**TO DO:** Below are entries; count each line that holds the word "This" and report the number without any other words.

*** DATA PROVIDED ***

PR #323, opened 2026-07-09
feat: Add conda as a managed tool with wrapper-based activation

zfralish:
> [!NOTE]
> This PR is stacked on #322 (`poc/conda-ship`). Please review and merge #322 first.

## Summary

This PR adds conda as a managed tool in ana, implementing a lightweight standalone ana-managed conda distribution, using conda-spawn for activation.

### How it works

**Installation backends:**

| Feature Flag | Backend | Description |
|--------------|---------|-------------|
| Default (no flag) | Pure rattler | Uses rattler directly to install packages from the lockfile |
| `--features fleet` | conda-ship Fleet API | Uses [conda-ship](https://github.com/jezdez/conda-ship)'s Fleet API for installation |

Both backends produce the same result: a conda installation in `~/.ana/tools/conda/` with the wrapper binary in `~/.ana/bin/conda`.

**Wrapper-based architecture:**

Instead of symlinking to the actual conda binary, we install a standalone wrapper binary (`src/wrappers/conda.rs`) that:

*** End of DATA PROVIDED ***

**TASK RESULT:** 2